Session Information
28 SES 12 A, First-Generation Students’ Experiences in Higher Education
Symposium
Contribution
The COVID-19 pandemic is having profound impacts on higher education (HE) in Europe and worldwide in multiple aspects (Dodd et al., 2021). The way through which teaching is delivered has been transformed and the overall academic and social experience of being a student has been redefined. Research shows that the pandemic has exposed the majority of students to increased barriers to successfully participating in higher education – whether academic, logistical, financial, technological, cultural, or personal (Drane et al., 2021; O’Shea et al., 2021). However, under-represented student groups, e.g. those who are the first in their family attending university (First-Generation students), have been especially put at risk of seeing their positions deteriorating further compared to the general student population (Lörz et al., 2021; O’Shea et al., 2021). Therefore, understanding the barriers encountered by those students has become even more crucial during the current health crisis.
Questions of how First-Generation students and those from under-represented groups perceive HE during these challenging times need to be asked to be able to address critical issues determining student persistence, retention, and success. Simultaneously, we need to ask what are the resources, attitudes and dispositions that First-Generation students and others from under-represented groups have been able to mobilize to pursue their educational aspirations, despite the barriers and changes encountered.
By taking a holistic view on students’ journeys into and through HE, and by valuing their experiences and perspectives on study, work and personal life during the pandemic, this symposium brings together research that offers a view ‘from the margins’ (Hooks, 1990) of the changes and processes disrupting HE in these troubling times. The symposium aims to stimulate an intersectionality-informed discussion around First-Generation students and those from under-represented groups in different countries and institutional contexts. It will bring together four international perspectives (Austria, Spain, Germany and UK). The papers presented will offer a critical discussion of how the pandemic has affected students’ experiences and their everyday lives in order to deeply explore the changes of HE learning places and spaces.
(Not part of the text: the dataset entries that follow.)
PR #7423, opened 2024-03-22
Issue/6587 require env pause before deletion

### LINKED ISSUE #6587: require environment pause before deletion
Currently an environment can be deleted at any time. It seems to me that since the deletion is non-atomic the orchestrator might start misbehaving. I think it would be better to only allow delete while the environment is paused. It should not be allowed to unpause an environment when a delete is in progress. The same for deleting an active model version.

FloLey:
# Description

- [x]  delete first halts the environment
- [x]  environment can not be resumed while deleting
- [x]  reject deletion of active model version

closes #6587

# Self Check:

- [x] Changelog entry


FloLey:
I'm not sure how to test 'environment can not be resumed while deleting'

tests/agent_server/test_facts.py
```diff
@@ -381,6 +381,15 @@ async def params_are_available() -> bool:
     assert result.code == 200
     assert len(result.result["parameters"]) == 4
 
+    # Create version 3 to be able to delete version 2
+    version = await clienthelper.get_version()
+    assert version == 3
+
+    await clienthelper.put_version_simple([], version)
+
+    result = await client.release_version(environment, version, True, const.AgentTriggerMethod.push_full_deploy)
```
arnaudsjs, line 390:
```suggestion
    result = await client.release_version(environment, version, push=True, const.AgentTriggerMethod.push_full_deploy)
```

tests/server/test_env_settings.py
```diff
@@ -341,3 +344,42 @@ async def test_get_setting_no_longer_exist(server, client, environment):
...
+    Verify env will be halted before it is deleted.
+    """
+    result = await client.create_project("env-test")
+    assert result.code == 200
+    project_id = result.result["project"]["id"]
+
+    result = await client.create_environment(project_id=project_id, name="dev")
+    assert result.code == 200
+    env_id = result.result["environment"]["id"]
+
```
arnaudsjs, line 360: Why not use the `environment` fixture here?

tests/server/test_env_settings.py
```diff
@@ -341,3 +344,42 @@ async def test_get_setting_no_longer_exist(server, client, environment):
...
+    """
+    Cannot resume environment that is marked for deletion
+    """
+    result = await client.create_project("env-test")
+    assert result.code == 200
+    project_id = result.result["project"]["id"]
+
+    result = await client.create_environment(project_id=project_id, name="dev")
+    assert result.code == 200
+    env_id = result.result["environment"]["id"]
```
arnaudsjs, line 378: Same here.

tests/test_server.py
```diff
@@ -2027,3 +2027,27 @@ async def test_set_param_v2(server, client, environment):
...
+    res1 = "test::Resource[agent1,key=key1]"
+    res2 = "test::Resource[agent1,key=key2]"
+    resources = [
+        {"key": "key1", "value": "value", "id": f"{res1},v={version}", "requires": [], "purged": False, "send_event": False},
+        {"key": "key2", "value": "value", "id": f"{res2},v={version}", "requires": [], "purged": False, "send_event": False},
+    ]
+
+    await clienthelper.put_version_simple(resources, version)
+
+    result = await client.release_version(environment, version, True, const.AgentTriggerMethod.push_full_deploy)
```
arnaudsjs, line 2047: I also don't see why we need `push=True` here?
```suggestion
    result = await client.release_version(environment, version, push=True, const.AgentTriggerMethod.push_full_deploy)
```

arnaudsjs (changes requested):

Hugo-Inmanta (changes requested):

src/inmanta/server/services/environmentservice.py
```diff
@@ -269,6 +269,9 @@ async def halt(self, env: data.Environment) -> None:
 
     @handle(methods_v2.resume_environment, env="tid")
     async def resume(self, env: data.Environment) -> None:
+        if env.is_marked_for_deletion:
+            raise BadRequest("Cannot resume an environment that is marked for deletion.")
+
```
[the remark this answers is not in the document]
FloLey: As the `agent_state_lock` is already used for the halting/resuming I used the same one for the delete. I'm not sure this  is ok.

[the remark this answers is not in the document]
arnaudsjs: Indeed. There is already a lock for the agent_state. The thing I don't like about re-using the same lock for the mark_for_deletion flag, is that it becomes very implicit that this lock is used for two purposes. I would either introduce a second lock or I would rename the current lock so that it reflects its broader scope and add a comment that explain the scope of the lock.

src/inmanta/server/services/environmentservice.py
```diff
@@ -471,21 +482,31 @@ async def environment_list(self, details: bool = False) -> list[model.Environmen
...
+                is_protected_environment = await env.get(data.PROTECTED_ENVIRONMENT, connection)
+                if is_protected_environment:
+                    raise Forbidden(
+                        f"Environment {environment_id} is protected. See environment setting: {data.PROTECTED_ENVIRONMENT}"
+                    )
+
+                # Check if the environment is halted; if not, halt it
+                if not env.halted:
+                    LOGGER.info("Halting Environment %s", str(environment_id))
+                    await self.halt(env, connection=connection)
```
arnaudsjs, line 500: The `halt()` method doesn't have the `connection` argument yet, as far as I can see.

arnaudsjs (changes requested):

arnaudsjs (changes requested):
I now realize that I was wrong yesterday, saying that we needed a second lock. I misunderstood the scope of the current lock. Sorry for that. I really think we should add a clear docstring regarding the scope of this agent_state_lock.

FloLey:
@arnaudsjs I also renamed the lock as I didn't like is name if I reuse it. I hope that's ok

src/inmanta/server/services/orchestrationservice.py
```diff
@@ -507,14 +507,20 @@ async def get_version(
...
+            if version is None:
+                return 404, {"message": "The given configuration model does not exist yet."}
+
+            active_version = await data.ConfigurationModel.get_latest_version(env.id, connection=connection)
+            if active_version and active_version.version == version.version:
+                raise BadRequest("Cannot delete the active version")
+
+            await version.delete_cascade()
+            # Make sure the ResourcePersistentState is consistent with resources
+            await ResourcePersistentState.trim(env.id)
```
arnaudsjs, line 522:
```suggestion
            await version.delete_cascade(connection=connection)
            # Make sure the ResourcePersistentState is consistent with resources
            await ResourcePersistentState.trim(env.id, connection=connection)
```

arnaudsjs (changes requested):

arnaudsjs (approved):

Hugo-Inmanta:
Do we also want to address this comment from the ticket now: https://github.com/inmanta/inmanta-core/issues/6587#issuecomment-1991933912 ? Or open a follow-up ticket

Hugo-Inmanta (approved):
LGTM, I still added one general comment regarding [this comment](https://github.com/inmanta/inmanta-core/issues/6587#issuecomment-1991933912) on the ticket

FloLey:
@Hugo-Inmanta what I understand from this discussion: https://inmanta.slack.com/archives/CKRF0C8R3/p1710257732265279 is that nothing needs to be done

The papers will also offer theoretical, conceptual and methodological tools to critically reflect the meanings and configuration of HE in a post-pandemic scenario.
The symposium will start with a conceptual paper that views educational disadvantages for first generation students as an institutional effect at the intersection of the individual (agency) and the institution (structure).
The second paper analyses the experiences of working-class students with non-traditional paths of access to Higher Education in Spain. The presenter shows that the pandemic has increased the difficulties of this group to develop a successful academic career, exacerbating previously existing inequalities.
The third contribution poses the question of how the pandemic influenced international student mobility (ISM) andaddresses differences of the realisation and change of ISM plans between first-generation students and students from academic families.
The last contribution rounds up the symposium by focusing on support available to first-generation students during the pandemic. While the findings problematize the lack of institutional support in student networks which is likely to further disadvantage these students, it questions the dominant deficit views of first-generation students and their family interactions. The contributors will argue that the emphasis on support as comprising social networks offers a much-needed lens to recognize interconnected patterns of relations between individuals and the resources available.
References
Dodd, E., Singh, S., Micsko, J., Austin, K., Morison, C., & Upton, S. (2021). Equalizing and widening access to higher education during a pandemic: Lessons learned from a multi-university perspective. Student Success, 12(3), 58-72. Drane, C. F., Vernon, L., & O’Shea, S. (2021). Vulnerable learners in the age of COVID-19: A scoping review. The Australian Educational Researcher, 48(4), 585-604. hooks, b. (1990). Marginality as a site of resistance. Out there: Marginalization and contemporary cultures, 4, 341-343. New York: MIT Press. Lörz, M., Zimmer, L. M., & Koopmann, J. (2021). Herausforderungen und Konsequenzen der Corona-Pandemie für Studierende in Deutschland. Psychologie in Erziehung und Unterricht, 68(4), 312-318. O’Shea, S., Koshy, P., & Drane, C. (2021). The implications of COVID-19 for student equity in Australian higher education. Journal of Higher Education Policy and Management, 1-16.